HYDERABAD, India: A group of Indian scientists who have been working on understanding changes happening to the coronavirus that causes COVID-19 has found that some structures of the virus are undergoing changes that show that the virus, in India, is diverging from the Wuhan strain, foreign media reported on Wednesday.
Scientists also cautioned that the overall low testing rate in the country and a smaller number of genome submissions are emerging as major bottlenecks in the assessment of the evolution of SARS-CoV-2 in India.
According to Dr Syed E Hasnain, vice-chancellor of Jamia Hamdard and a former head of the city-based Centre for DNA Fingerprinting and Diagnostics, the group studied approximately 4,000 SARS-CoV-2 sequences available in public databases, including strains sequenced in India.
“Other studies focused majorly on the genomic aspect of the virus. Our study evaluated both genomic as well as functional aspects of the virus in the Indian and global scenario. Large-scale analysis revealed significant changes in some proteins of the virus. We also focused on conserved proteins that can be targeted as potential diagnostic and intervention candidates,” Dr Hasnanin said.
The study by Jamia Hamdard, a deemed to be University in New Delhi, the United Kingdom-based BioInception Labs Pvt Ltd., an R&D company focused on drug discovery and diagnostics, and Hyderabad based Envirozyme Biotech Pvt Ltd. (India), an applied R&D biotech company, started looking at possible reasons why India, having the second largest population in the world, reported just 2 per cent cases and 0.9 per cent mortalities of the worldwide cases of COVID-19.
While global death average is 40 deaths per million, as on May 17, in India it was 2 per million. “We began investigating possible reasons for this,” Dr Hasnain said.

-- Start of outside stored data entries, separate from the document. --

PR #778, opened 2026-09-15
opencode Zen protocol variants + omit-tool-choice for Qwen behind Go Messages

cjchanh:
# opencode Zen protocol variants + omit-tool-choice for Qwen behind Go Messages

Follow-up to #772, rebased on v0.6.0.

## Zen Messages / Responses variants

Zen serves Anthropic, OpenAI, xAI and Meta models over their native wire protocols, exactly as Go does, but only the Go family had the `-messages` / `-responses` provider variants. Every curated Zen model from those families answered HTTP 500 through the chat route (probed live: 22 of 70 Zen models worked, all 48 failures were those families). This adds `opencode-zen-messages` and `opencode-zen-responses`, mirroring the Go variants (same credential, `baseUrl` `zen/v1`, `variantOf: opencode-go` because a variant may not be a variant of a variant). After curating under the right variant, Claude, GPT, Grok and Muse on Zen answer; Gemini on Zen does not on any route (Google-native protocol, no adapter here) and is left out.

## omit-tool-choice

opencode Go's Messages route now answers HTTP 400 (body is only the model id) for every Qwen model when the request carries `tool_choice` in any form, `auto` and `none` included, and calls the listed tools when the field is absent. MiniMax on the same route still accepts the field, so this is per model. `auto-tool-choice` no longer keeps these routes alive: Codex sends `tool_choice` on every tool turn, so every such turn failed. New request profile `omit-tool-choice` deletes the field and keeps the tools; applied to the five Qwen `opencode-go-messages` entries (hashes bumped) and exposed as a curatable profile for resellers with the same quirk. Verified live on all five after the change.

## Tests

`test/opencode-go-messages-qwen-tool-choice.test.mjs` (profile applied, profile known and curatable); registry loads with the new variants; related suites green.


duolahypercho:
Thanks for this, and sorry it sat so long.

Both halves of this have since landed on `main` through other changes:

- The Zen protocol variants exist as `opencode-zen-messages` and `opencode-zen-responses` in `config/opencode/opencode.json`, wired through `src/opencode-session.mjs` and `src/opencode-curation.mjs`, and documented in AGENTS.md.
- The `omit-tool-choice` request profile exists in `src/request-profiles.mjs` and is already applied to all five `config/opencode/go-messages/qwen*.json` routes.

So the config changes here are no-ops against current `main`, and the diff conflicts with the equivalent change that landed. Closing as superseded rather than leaving it open — the diagnosis was right, it just arrived twice.

If you still see a Zen or Qwen failure on current `main`, please do open a fresh issue or PR with the repro; that would be very welcome.

PR #798, opened 2026-09-16
fix: keep OpenCode Go Messages tools and streams compatible

tonyjzhou:
## Summary
- Sanitize OpenCode Go Messages tools to named functions with object schemas so Codex hosted/custom leftovers no longer 400 the Anthropic Messages route (live Union Alpha `tools[116]`).
- Apply LiteLLM's Chat Completions reasoning-summary repair to Anthropic protocol providers. Those routes still use `use_chat_completions_api: true`, so thinking-only `reasoning_text` closes were classified as empty completions and 502'd after retry.
- Keep `reasoning_text` / thinking parts out of empty-completion *content* so a silent retry can still recover the next attempt's text.

Live exact-route stream on `opencode-go-messages/union-alpha` at max returned HTTP 200 with `CODEX_ROUTER_STREAM_OK`.

Conversation: https://app.warp.dev/conversation/c1d4960c-1ef9-4c62-8bc9-e57fc5856675

## Test plan
- [x] `node --test test/empty-completion-guard.test.mjs test/grok-reasoning-summary-compat.test.mjs test/namespace-relay.test.mjs test/chat-tool-surface.test.mjs test/namespace-relay-routing.test.mjs` (260 pass)
- [x] Live compatibility-test stream at max on `opencode-go-messages/union-alpha` (200, marker, completed)
- [ ] Review CI on this PR


duolahypercho:
Thanks for this, and apologies for the delay.

Most of it has since landed on `main` via commit `f6ff49b2` ("make Union Alpha usable on OpenCode Go Messages"), which introduced essentially the same fixes:

- `anthropicFunctionTools` in `src/namespace-relay.mjs` for named-function tools with `input_schema`
- the `reasoning_text`/`reasoning`/`thinking` exclusion in `partHasContent` in `src/empty-completion-guard.mjs`
- the non-`openai`/non-`anthropic` protocol gate in `src/grok-reasoning-summary-compat.mjs`

Because those landed in the same functions, this branch now conflicts semantically rather than textually, so closing as superseded.

**One piece here is still not on `main`,** and is worth a fresh PR on its own: adding `"opencode-go-messages"` to `BOUNDED_TOOL_NAME_PROVIDERS` in `src/chat-tool-surface.mjs` (currently only `commandcode`/`commandcode-messages`) for the 64-character tool-name bound. If you can still reproduce that failure on current `main`, please send just that change — it would go in quickly.

PR #799, opened 2026-09-16
Publish the real GPT-5.6 effort ladder for kiro-prism

gchahal1982:
## The problem

The three GPT-5.6 tiers carried a single rung:

```json
"reasoningLevels": [{ "effort": "medium", "description": "Gateway default reasoning" }]
```

So no client routed through codex-router could select an effort for `gpt-5.6-sol`, `-terra`, or `-luna`, even though Prism advertises the full scale.

## Why it was wrong

That single-rung entry was recorded when Prism itself reported an **empty** effort ladder for these models. Prism's `effort_levels()` read only `output_config.effort` — the Claude container — while GPT-5.6 carries effort in `reasoning.effort` ([Kiro docs](https://kiro.dev/docs/models/effort/)). Prism now resolves both containers and reports the real ladder:

```
gpt-5.6-sol     effort_levels=['none','low','medium','high','xhigh','max']
gpt-5.6-luna    effort_levels=['none','low','medium','high','xhigh','max']
gpt-5.6-terra   effort_levels=['none','low','medium','high','xhigh','max']
```

## The change

Publishes the five **rankable** rungs. `none` is deliberately omitted: it is not on this repository's `EFFORT_LADDER` (`minimal..ultra`) and is an off-state rather than a depth the picker should rank. `clampEffort` passes off-ladder values through unchanged, so carrying it would put an unrankable entry in the picker.

`defaultEffort` stays `medium`, matching Prism's own per-family default for these tiers.

Claude entries are untouched — their effort has always lived in `output_config`, so they already advertised the correct ladder.

## Verified

After `refresh-catalog`, the merged catalog Codex actually reads:

```
kiro-prism/gpt-5.6-sol      default=medium  levels=['low','medium','high','xhigh','max']
kiro-prism/gpt-5.6-luna     default=medium  levels=['low','medium','high','xhigh','max']
kiro-prism/gpt-5.6-terra    default=medium  levels=['low','medium','high','xhigh','max']
kiro-prism/claude-opus-5    default=medium  levels=['low','medium','high','xhigh','max']
```

Cherry-picked onto `origin/custom/v0.5.1` in a temporary worktree so unrelated uncommitted work in the main checkout was never touched.


gchahal1982:
Opened against the wrong repository by mistake — this belongs on the gchahal1982 fork, not upstream. Closing; no review needed.

PR #815, opened 2026-09-17
fix: opt-in withholding of Codex app-connector tools on routed chat providers

haytham10:
## Problem

Codex registers every installed app connector (Airtable, Notion, Slack, GitHub,
Canva, Figma, Gmail, Drive, ...) as an eager namespace on routed requests:
nothing carries `defer_loading` and no `tool_search` control is sent. A live
capture of a one-word turn (DeepSeek on OpenCode Go, Union Alpha on OpenCode Go
Messages) showed 38 tool entries across 25 namespaces with no deferral marker
at all. `flattenNamespaceTools` flattens Codex's whole connector registry into
the prompt: 576 provider-facing tools, ~1.09 MB of JSON Schema, ~200,000 input
tokens billed before the model reads the first word. Connectors disabled in
the Codex UI are still sent. This cost is silent to the operator. Native
(Responses-native) models don't pay it, because they take the deferred/code-mode
path Codex already supports.

## Change

`CODEX_ROUTER_APP_CONNECTORS` opts in to withholding these tools, in three modes:
- unset (default): unchanged behaviour, every connector declared eagerly.
- `none`: withholds every `mcp__codex_apps__*` namespace from a routed
  chat/messages surface, whether or not Codex marked it deferred and whether or
  not a search relay exists.
- a comma-separated list (e.g. `airtable,gmail`, trimmed, case-insensitive,
  unknown ids ignored): keeps those connectors eager and withholds the rest.

`mcp__codex_app` (threads, automations, navigation), `collaboration`, the
repls, the template picker, `image_gen`, and every plain tool always stay
eager. A withheld connector keeps its namespace registration, so stored calls
are still renamed outbound and restored inbound. Its definition is re-declared
the moment a stored `function_call`, a forced `tool_choice`, or an
`allowed_tools` entry names it, so an in-progress session never cites a tool
the request doesn't declare. That restoration is charged against a bounded
provider's tool ceiling like any other definition (a Groq surface that can't
hold them all still fails locally), and it is repaired again for routes whose
validators reject a sibling `$ref` (Kimi). The variable is read per request, so
no restart is needed. Responses-native routes are unchanged. Default behaviour
is unchanged.

## Measurements

Captured fixture: 576 tools / 1,091,492 bytes -> 76 tools / 121,002 bytes with
`none` (most of the remainder is the app snapshot the router injects itself).

Live before/after:
- DeepSeek fresh turn: 253,813 -> 45,576 input tokens.
- Union Alpha on OpenCode Go Messages: 241,388 -> 41,019 input tokens.

## Tests

Ran the five test files touched by this change:

```
node --test test/namespace-relay.test.mjs test/chat-tool-surface.test.mjs \
  test/namespace-relay-routing.test.mjs test/codex-app-tools.test.mjs \
  test/namespace-relay-custom.test.mjs
```

217 pass, 0 fail. The full suite was not run locally. On unmodified `main`,
four pre-existing/environmental failures are seen and are unrelated to this
change:
- `chatgpt-profile-switch` crash-boundary: 180s timeout.
- `login-free-app-server`: EPERM on Windows temp cleanup.
- `desktop-panel`: missing playwright.
- `catalog-publication-lock` and `config-manager`: pass in isolation.

## Open question for the maintainer

Whether to flip the default to `none` later, once operators have had a chance
to see the token savings against their own connector usage.


duolahypercho:
This passes on its own head (219 tests, and `npm run check`). After merging with current `main`, it breaks in two places:

1. `test/chat-tool-surface.test.mjs` imports `flattenToolSearchHistory` twice. That's a SyntaxError, so `npm run check` fails.
2. With the duplicate import removed, "a chat route omits deferred connector tools behind the bridged search relay" still fails. The PR collides with 6a0dc78 (honor deferred app tools with tool search), so it needs a rebase onto that commit.

**The default behaviour changes, contrary to the description.** Whenever the client sends `tool_search`, tools marked `defer_loading` are withheld even with `CODEX_ROUTER_APP_CONNECTORS` unset. `mergeCodexAppTools` also now strips `defer_loading`. Please either keep the default truly unchanged, or state the change plainly.

**Scope.** The PR also carries an unrelated port-pool change (`test/port-pool.mjs` and its test) and an extra Moonshot schema-repair pass. Please split those into their own PRs.

**Changelog.** Please use a `changelog.d/` fragment instead of editing `CHANGELOG.md`. That edit is why GitHub reports this PR as conflicting.

Whether the project wants the new environment variable, and whether its default should ever become `none`, is the maintainer's decision.

---

Issue #770, opened 2026-09-15
invalid_argument on model list — Devin CLI 3000.x likely broke wire format


nsgreenw:
codex-router devin-cli probe
node: v26.6.0
platform: darwin/arm64
os: Darwin 25.6.0
devin cli: devin 3000.10.21 (611c1cba)
mode: free

PASS  devin cli session: read from ~/.local/share/devin/credentials.toml
INFO  cascade host: server.codeium.com
PASS  request encoding: 11 field(s) written, 498 bytes, all on their declared wire types
FAIL  model list: the upstream refused the request: an internal error occurred
      observed: http=400 connect-code=invalid_argument known=true retriable=false content-type=application/json
      fix: Paste the observed line; the connect-code names which assumption broke.

VERDICT FAIL — 2 pass, 1 fail, 0 warn, 0 skipped

bin/curate-models devin-cli fails identically:
codex-router curate-models: Devin upstream refused the request: an internal error occurred
Plan type: Individual Pro
Model list in official Devin CLI: 48 models shown — account has healthy entitlements, so this doesn't look like a plan restriction.

Likely cause: Devin CLI jumped from the 2025.x series the router was built against to 3000.10.21. request encoding passes the self-consistency check, but the upstream rejects it — points at the protobuf shape not matching what Cognition's backend currently expects.

PR #818, opened 2026-09-17
fix(devin): match CLI metadata and stream tool arguments

nsgreenw:
## Summary

Follow-up to #807 / #770 after testing the merged fix against Devin CLI `3000.10.31`.

`GetCliModelConfigs` is the correct method, but Devin rejects the request with `invalid_argument` when `metadata.extension_version` and `metadata.ide_version` are absent. The official CLI also identifies as `chisel` / `0.0.0-dev`, not `windsurf` / `1.0.0`.

This patch:

- sends the required model-discovery metadata
- matches the official CLI client identity for chat turns
- assembles Devin's streamed tool calls, where the named header arrives first and unnamed argument fragments follow
- emits only each new argument fragment to OpenAI-compatible streaming clients
- adds regressions for metadata and fragmented tool arguments

## Verification

Against Devin CLI `3000.10.31` on macOS:

- `./bin/devin-probe`: **PASS** (209 enabled model UIDs discovered)
- `./bin/devin-probe --live --tools --model swe-2-high --max-tokens 128`: **12 pass, 0 fail**
- `./bin/test-model 'devin-cli/swe-2-high' --live --yes`: **5 pass, 0 fail** (non-streaming, streaming, tools, tool-result replay, compaction)
- focused Node tests: **46 pass, 0 fail**
- `npm run check`: pass

A paid model was also attempted, but that account's weekly paid quota was exhausted. The free `swe-2-high` model completed the full routed harness.


nsgreenw:
Closing because the real Codex client path is not reliably supported by this patch.

PR #828, opened 2026-09-18
fix: stop refusing routed children on the OpenCode Go routes

rafaelwall85:
## What

Two measured refusals on the OpenCode Go routes, each fixed on the exact provider that proved it.

- **`opencode-go-responses`: a delegated child died on its first turn.** Console Go implements the public Responses input schema only. It answers ` ``input[N]` did not match any supported type ` for Codex's `agent_message` collaboration item and ` ` input[N].content` ... ` for the `encrypted_content` part inside it, so a Muse Spark 1.3 Contributor child was refused on its first turn while the very same route served its parent normally. `consoleGoResponsesInput` converts the handoff into the ordinary user message the endpoint accepts and carries a still-opaque value as visible text; it runs on the turn and on a delegated transcript's compaction.

- **`opencode-go` Chat: `access_programs` refused the whole request.** Codex sends that top-level field because the merged catalog publishes the model's `available_access_programs`; Console Go answers `invalid request body: json: unknown field "access_programs"` before inference. Measured on `opencode-go/glm-5.3-flash` and `opencode-go/glm-5.3` as delegated children. The field is now dropped for that provider only -- the Responses variant accepted the identical field unchanged in the same session.

## Evidence

Reproduced and isolated on the local caller endpoint before the change:

| Shape | Before | After |
|---|---|---|
| `agent_message` whose visible text ends at `Payload:` | 400 `input[1]` | 200 |
| `agent_message` with no visible text | 400 `input[1]` | 200 |
| `agent_message` whose visible text does not end at `Payload:` | 400 `input[1]` | 200 |
| `access_programs` on `opencode-go/glm-5.3-flash` | 400 `unknown field` | 200 |
| `access_programs` on `opencode-go-responses/muse-spark-1.3-contributor` | 200 (unchanged) | 200 |

End to end after the change, with the routes confirmed in the router meter (`isSubagent: true`) rather than in the child's own claim: a routed parent delegated to `opencode-go/deepseek-v4.1-flash` (max), `opencode-go-responses/muse-spark-1.3-contributor` (xhigh) and `opencode-go/glm-5.3-flash` (max), and each child returned its exact marker with status 200.

## Tests

- New route tests in `test/namespace-relay-routing.test.mjs`: `OpenCode Go Responses carries a delegated task as an ordinary user message` and `Console Go Chat drops the access_programs field its endpoint refuses`. The second also asserts that the Responses route keeps the field, so the gate stays exact.
- `node --test test/namespace-relay-routing.test.mjs` -> 35/35
- `node --test test/namespace-relay.test.mjs` -> 132/132
- `node --test test/routing.test.mjs test/router-resilience.test.mjs test/deepseek-tool-message-compat.test.mjs test/subagent-certify.test.mjs` -> 264/264
- `npm run check` -> v2-agent applications valid (7), syntax checks passed

## Limits

- Both new gates are exact to the provider that was measured. Paid Zen and other Responses providers keep their native contract until their own endpoint proves the same restriction.
- The five-check v2 certification still cannot complete under a ChatGPT account (the native parent is refused), so these routes stay promoted by operator selection. This PR does not change that.


duolahypercho:
This now conflicts with `main` — could you rebase?

#830 landed in `bf55dec2` and deletes `access_programs` unconditionally on every routed path, which is a strict superset of the `opencode-go`-only gate here:

- `src/router.mjs:2896` — `delete body.access_programs;` (compaction)
- `src/router.mjs:3762` — `delete routed.access_programs;` (routed turn)
- plus `src/api-forwarder.mjs:985` and `src/oauth-forwarder.mjs:60`

So the rebase is: **drop `rejectsAccessPrograms()` and both of its call sites** — the field is already gone before your code runs, and the live measurement in your comment (`unknown field "access_programs"` on `opencode-go/glm-5.3-flash`) stays fixed by #830.

Everything else in this PR is independent and still wanted: `consoleGoResponsesInput()` in `src/namespace-relay.mjs`, the `routedInput` conversion, and the compaction-path fix. That is the actual fix for delegated children dying on their first turn with `` `input[N]` did not match any supported type ``, and nothing on `main` covers it.

Note that #831 (`fix/console-go-muse-handoff`) also merged and touches the same Console Go paths in `src/router.mjs` and `src/openai-adapters.mjs`, so it's worth re-running `test/namespace-relay-routing.test.mjs` after the rebase.

duolahypercho:
Thanks for this. Both fixes have since landed on main separately, so I'm closing this as superseded:

- stripping `access_programs` is done for every routed request (and compaction) by #830;
- converting delegated-child `agent_message` input for Console Go Responses is done by #831, deliberately scoped to the Muse contributor routes where the contract was measured (other Console Go models answered with a different contract).

The remaining difference here would widen that conversion to every opencode-go-responses model without a measurement, and would turn undecodable `encrypted_content` parts into visible text. If you can capture a real `agent_message` whose `encrypted_content` survives unwrapping on a Muse route, a narrow follow-up extending `consoleGoCompatibleInput` (dropping opaque tokens rather than exposing them) would be very welcome.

Dr Hasnain explained that open reading frames (ORF) are responsible for protein production in an organism. SARS-CoV-2 has 12 ORFs and based on the mutational analysis of these ORFs, they found that their data suggests crucial mutations in Indian isolates, which may affect infectivity of SARS-CoV-2 in the Indian population. The Indian samples of the virus revealed that they were closer to the virus variations in China, Kuwait, Spain, Norway and Canada, indicating that these strains travelled from these countries into India. He said their study indicated that delayed restrictions enforced by India could have resulted in the different strains of virus coming into India, particularly from European hotspot regions.
“More such studies are required to understand the pathogen’s outbreak dynamics, which will eventually lead to mitigation of the disease. The low sampling rate and a smaller number of genome submissions are major bottlenecks in assessing evolution of SARS-CoV-2 in India. We hope the government will work to increase the sampling rate as well as genomic submissions for further studies,” he said.